### [What to produce]
Whether an entry is long or short, retype it exactly.

### [Task input]

PR #780, opened 2017-07-15
updated gemfile.lock to point to the QDM 5.3 parsing changes, the res…

edeyoung:
…ult decimal and integer changes, and the single source query changes.


holmesie (approved):
Looks good

PR #781, opened 2017-07-16
Regression Testing Script

ssayer:
This script uses selenium+chrome to automate the Bonnie regression test. It logs results to the terminal and will note any regressions it finds.

### DIFF
--- a/Gemfile
+++ b/Gemfile
@@ -54,6 +54,8 @@ group :test, :development, :ci do
   gem 'minitest'
   gem 'webmock'
   gem 'vcr'
+  gem 'thor'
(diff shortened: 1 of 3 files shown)


config/mongoid.yml
```diff
@@ -1,7 +1,7 @@
 development:
   sessions:
     default:
-      database: bonnie_development
+      database: bonnie_alpha
```
edeyoung: revert this back to bonnie_development for the commit

lukoktonos:
Moving this script to gitlab/bonnie/server-scripts.

PR #1008, opened 2020-10-27
Add helpers to convert passes to serialized forms

kvark:
**Connections**
Stuff I needed to fix in the upcoming Gecko WebGPU update.

**Description**
It allows us to use the tracing `Command` more aggressively.

**Testing**
Tested in Gecko, doesn't need testing in wgpu


grovesNL (approved):
bors r+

### [Result for this exercise]
PR #780, opened 2017-07-15
updated gemfile.lock to point to the QDM 5.3 parsing changes, the res…

edeyoung:
…ult decimal and integer changes, and the single source query changes.


holmesie (approved):
Looks good

PR #781, opened 2017-07-16
Regression Testing Script

ssayer:
This script uses selenium+chrome to automate the Bonnie regression test. It logs results to the terminal and will note any regressions it finds.

### DIFF
--- a/Gemfile
+++ b/Gemfile
@@ -54,6 +54,8 @@ group :test, :development, :ci do
   gem 'minitest'
   gem 'webmock'
   gem 'vcr'
+  gem 'thor'
(diff shortened: 1 of 3 files shown)


config/mongoid.yml
```diff
@@ -1,7 +1,7 @@
 development:
   sessions:
     default:
-      database: bonnie_development
+      database: bonnie_alpha
```
edeyoung: revert this back to bonnie_development for the commit

lukoktonos:
Moving this script to gitlab/bonnie/server-scripts.

PR #1008, opened 2020-10-27
Add helpers to convert passes to serialized forms

kvark:
**Connections**
Stuff I needed to fix in the upcoming Gecko WebGPU update.

**Description**
It allows us to use the tracing `Command` more aggressively.

**Testing**
Tested in Gecko, doesn't need testing in wgpu


grovesNL (approved):
bors r+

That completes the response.